--- WHAT YOU WILL DO ---
What lines in the entries below contain the word "when"? Copy all of them.

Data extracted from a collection
-------------------------

PR #739, opened 2023-02-02
fix(collapsible): correct anchor slot check

braddialpad:
# fix(collapsible): correct anchor slot check

- [x] Fix
- [ ] Feature
- [ ] Refactoring
- [ ] Documentation

## :book: Description

Code was using `this.$slots.$anchor` which is incorrect it should be `this.$slots.anchor`. Also updated to use our new `hasSlotContent` function to get around the slot content issues in vue 3.

This is a vue 3 only issue.

## :link: Sources

https://dialpad.atlassian.net/browse/DP-64811

### DIFF
--- a/components/collapsible/collapsible.vue
+++ b/components/collapsible/collapsible.vue
@@ -79,7 +79,7 @@
 </template>
 
 <script>
-import { getUniqueString } from '@/common/utils';
+import { getUniqueString, hasSlotContent } from '@/common/utils';
 import DtCollapsibleLazyShow from './collapsible_lazy_show';
 import { DtButton } from '../button';
 import { DtLazyShow } from '../lazy_show';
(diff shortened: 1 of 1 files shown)


josedialpad (approved):
Shouldn't all instances of `this.$slots` used in validations be wrapped by the `hasSlotContent` function to detect the content correctly?
I found this similar case in other validations, for example: 
https://github.com/dialpad/dialtone-vue/blob/vue3/components/toggle/toggle.vue#L193 
https://github.com/dialpad/dialtone-vue/blob/vue3/components/combobox/combobox.vue#L400
https://github.com/dialpad/dialtone-vue/blob/vue3/components/modal/modal.vue#L370

braddialpad:
> Shouldn't all instances of `this.$slots` used in validations be wrapped by the `hasSlotContent` function to detect the content correctly? I found this similar case in other validations, for example: https://github.com/dialpad/dialtone-vue/blob/vue3/components/toggle/toggle.vue#L193 https://github.com/dialpad/dialtone-vue/blob/vue3/components/combobox/combobox.vue#L400 https://github.com/dialpad/dialtone-vue/blob/vue3/components/modal/modal.vue#L370

Hmm probably. I will make this change in a separate PR.

PR #1315, opened 2023-11-22
refactor(dp-85018): modify msg input emoji picker pass through props structure

cjmollitor-dialpad:
# DP-85018: Consolidate Message Input's Emoji Picker Passthrough Props into One Object

- [ ] Fix
- [ ] Feature
- [x] Refactoring
- [ ] Documentation

## :book: Description

- Consolidates existing emoji picker pass through props into one object and v-binds it on the emoji picker
- "bubbles up" `selected-emoji` event from emoji picker so message input users can listen to it. Needed in DP2 for updating recent emojis on the server.

## :bulb: Context

N/A

## :pencil: Checklist

- [ ] I have added tests

## :crystal_ball: Next Steps

N/A

N/A

## :link: Sources

N/A


recipes/conversation_view/message_input/message_input.vue
```diff
@@ -455,41 +450,40 @@ export default {
...
+          'Most recently used',
+          'Smileys and people',
+          'Nature',
+          'Food',
+          'Activity',
+          'Travel',
+          'Objects',
+          'Symbols',
+          'Flags',
+        ],
```
braddialpad: We probably don't want to give these default values within the component. We can give them default values on the storybook examples specifically, but when a consumer is using the component they should be "forced" to enter strings for i18n reasons. Otherwise most developers will not notice and just leave it as default.

cjmollitor-dialpad: Good call, I'll make this a required prop and keep the validation for required emoji picker props

braddialpad (approved):
Thanks, looks good. Let me check with Julio if this is okay to merge since we are mid monorepo migration right now.

braddialpad:
@juliodialpad Are we okay to merge this? It's a vue 3 only change. Not sure exactly what point the migration is at right now.

juliodialpad:
> @juliodialpad Are we okay to merge this? It's a vue 3 only change. Not sure exactly what point the migration is at right now.

It's ok to merge, I'll make the appropriate changes on the migration to get this in, is only 3 files, I don't want to block this

PR #1318, opened 2023-11-27
fix: updates necessary for feed-item-row product implementation

braddialpad:
# fix: updates necessary for feed-item-row product implementation

- [x] Fix
- [ ] Feature
- [ ] Refactoring
- [ ] Documentation

## :book: Description

- Remove margin from emoji-text-wrapper it is unnecessary and causes lots of spacing issues.
- Add a slot for the emoji picker, since it is not built into the component itself it is very hard to align the anchor correctly without this.
- A few styling changes to better match the designs.
- Trap focus within the feed-item-row. For keyboard navigation purposes the arrow keys will change the selected item and tabbing will tab through the interactive controls within each item. Tabbing to the end should loop around to the first item again rather than going to the next item.

## :bulb: Context

Couple changes that were needed within dialtone-vue when implementing feed-item-row in product

## :pencil: Checklist

## :crystal_ball: Next Steps

Update in firespotter and release private beta for design review.

Might be some more changes to make later but these are most essential for now.

### DIFF
--- a/components/emoji_text_wrapper/emoji_text_wrapper.vue
+++ b/components/emoji_text_wrapper/emoji_text_wrapper.vue
@@ -56,7 +56,7 @@ export default {
       return split.map((item) => {
         if (replaceList.includes(item)) {
           return this.$createElement(DtEmoji, {
-            attrs: { class: 'd-mx4 d-d-inline-block' },
+            attrs: { class: 'd-d-inline-block' },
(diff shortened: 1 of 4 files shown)


iropolo (approved):
Looks, good, thanks

iropolo:
Before:
image

After:
image

J/M/P are a little bit more close vertically to emoji reactions... right?

PR #91, opened 2019-12-18
Bump parent pom to 3.54 [v2]

slonopotamus:
This PR is a v2 of #90. It bumps subversion-plugin to 2.13.0 instead of adding a workaround for jenkinsci/subversion-plugin#240

### DIFF
--- a/pom.xml
+++ b/pom.xml
@@ -28,7 +28,7 @@ THE SOFTWARE.
     <parent>
         <groupId>org.jenkins-ci.plugins</groupId>
         <artifactId>plugin</artifactId>
-        <version>3.25</version>
+        <version>3.54</version>
         <relativePath />
     </parent>
     <groupId>org.jenkins-ci.plugins.workflow</groupId>
@@ -66,7 +66,7 @@ THE SOFTWARE.
         <revision>2.22</revision>
         <changelist>-SNAPSHOT</changelist>
         <java.level>8</java.level>
-        <jenkins.version>2.121.1</jenkins.version>
+        <jenkins.version>2.138.4</jenkins.version>
         <scm-api.version>2.2.7</scm-api.version>
         <no-test-jar>false</no-test-jar>
         <workflow-step-api.version>2.13</workflow-step-api.version>
--- a/pom.xml
+++ b/pom.xml
@@ -67,12 +67,13 @@ THE SOFTWARE.
         <changelist>-SNAPSHOT</changelist>
         <java.level>8</java.level>
         <jenkins.version>2.138.4</jenkins.version>
-        <scm-api.version>2.2.7</scm-api.version>
+        <scm-api.version>2.6.3</scm-api.version>
         <no-test-jar>false</no-test-jar>
         <workflow-step-api.version>2.13</workflow-step-api.version>
         <workflow-support.version>2.17</workflow-support.version>
         <workflow-cps.version>2.53</workflow-cps.version>
         <git-plugin.version>3.9.1</git-plugin.version>
+        <subversion-plugin.version>2.13.0</subversion-plugin.version>
     </properties>
     <dependencies>
         <dependency>
@@ -201,7 +202,7 @@ THE SOFTWARE.
         <dependency>
             <groupId>org.jenkins-ci.plugins</groupId>
             <artifactId>subversion</artifactId>
-            <version>2.7.1</version>
+            <version>${subversion-plugin.version}</version>
             <scope>test</scope>
         </dependency>
         <dependency>
@@ -224,7 +225,7 @@ THE SOFTWARE.
         <dependency>
             <groupId>org.jenkins-ci.plugins</groupId>
             <artifactId>subversion</artifactId>
-            <version>2.7.1</version>
+            <version>${subversion-plugin.version}</version>
             <classifier>tests</classifier>
             <scope>test</scope>
         </dependency>
@@ -256,7 +257,7 @@ THE SOFTWARE.
         <dependency>
             <groupId>org.jenkins-ci.modules</groupId>
             <artifactId>instance-identity</artifactId>
-            <version>2.1</version>
+            <version>2.2</version>
             <scope>test</scope>
         </dependency>
         <dependency>
@@ -268,7 +269,7 @@ THE SOFTWARE.
         <dependency>
             <groupId>org.jenkins-ci.plugins</groupId>
             <artifactId>credentials</artifactId>
-            <version>2.1.14</version>
+            <version>2.1.16</version>
             <scope>test</scope>
         </dependency>
         <dependency>


slonopotamus:
@jglick Hmm... `SCMBinderTest.exactRevisionSubversion` [doesn't pass on Linux](https://ci.jenkins.io/job/Plugins/job/workflow-multibranch-plugin/job/PR-91/2/testReport/junit/org.jenkinsci.plugins.workflow.multibranch/SCMBinderTest/exactRevisionSubversion/).

pom.xml
```diff
@@ -66,8 +66,7 @@ THE SOFTWARE.
         <revision>2.22</revision>
         <changelist>-SNAPSHOT</changelist>
         <java.level>8</java.level>
-        <jenkins.version>2.121.1</jenkins.version>
```
jglick: You should always specify an explicit `jenkins.version`. Do _not_ attempt to inherit from the parent POM; that is merely a minimum recommended version.

jglick:
Seems that `SCMBinderTest.exactRevisionSubversion` passes with a `subversion` dep up to `2.7.2`. From `2.8`–`2.11.1` it fails with

```
org.junit.ComparisonFailure: expected:<[[/prj/trunk/Jenkinsfile, /prj/trunk/]file]> but was:<[[Jenkinsfile, ]file]>
	at org.junit.Assert.assertEquals(Assert.java:115)
	at org.junit.Assert.assertEquals(Assert.java:144)
	at org.jenkinsci.plugins.workflow.multibranch.SCMBinderTest.exactRevisionSubversion(SCMBinderTest.java:167)
```

and from `2.12.0`–`2.13.0` it fails with

```
java.lang.IndexOutOfBoundsException: Index: 0, Size: 0
	at java.util.ArrayList.rangeCheck(ArrayList.java:657)
	at java.util.ArrayList.get(ArrayList.java:433)
	at org.jenkinsci.plugins.workflow.multibranch.SCMBinderTest.exactRevisionSubversion(SCMBinderTest.java:160)
```

I will dig into this a bit and probably propose a move of the SVN-based tests out of here. (They do exercise some aspects of Pipeline/SCM integration that the Git plugin does not, due to the very different model of versioning, but probably not enough to be worth the hassle of testing against what is increasingly an obsolete tool.)

pom.xml
slonopotamus: Ok, reverted this change.

pom.xml
```diff
@@ -67,7 +67,7 @@ THE SOFTWARE.
         <changelist>-SNAPSHOT</changelist>
         <java.level>8</java.level>
         <jenkins.version>2.121.1</jenkins.version>
```
jglick: May work but 2.138.4 is the minimum recommended version.

pom.xml
```diff
@@ -201,7 +201,7 @@ THE SOFTWARE.
         <dependency>
             <groupId>org.jenkins-ci.plugins</groupId>
             <artifactId>subversion</artifactId>
-            <version>2.7.1</version>
+            <version>2.13.0</version>
```
jglick: Need to introduce a POM property so that the `tests` JAR version (line ~226) is also updated.

slonopotamus: Good catch, I missed that.

pom.xml
slonopotamus: Okay.

pom.xml
slonopotamus: Done

jglick:
BTW please do not force-push inside a PR branch! It breaks the GH review flow, makes regular `git` CLI operations like `merge` and `pull` break in crazy ways, etc. The repository maintainer may choose to squash-merge or whatever if and when the PR is accepted, but leave that decision to them.

jglick:
also need

```diff
         <dependency>
             <groupId>org.tmatesoft.svnkit</groupId>
             <artifactId>svnkit-cli</artifactId>
-            <version>1.8.14</version>
+            <version>1.10.1</version>
             <scope>test</scope>
         </dependency>
         <dependency>
```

-------------------------

--- SOLUTION TO THE EXERCISE ---
braddialpad: We probably don't want to give these default values within the component. We can give them default values on the storybook examples specifically, but when a consumer is using the component they should be "forced" to enter strings for i18n reasons. Otherwise most developers will not notice and just leave it as default.
Couple changes that were needed within dialtone-vue when implementing feed-item-row in product
BTW please do not force-push inside a PR branch! It breaks the GH review flow, makes regular `git` CLI operations like `merge` and `pull` break in crazy ways, etc. The repository maintainer may choose to squash-merge or whatever if and when the PR is accepted, but leave that decision to them.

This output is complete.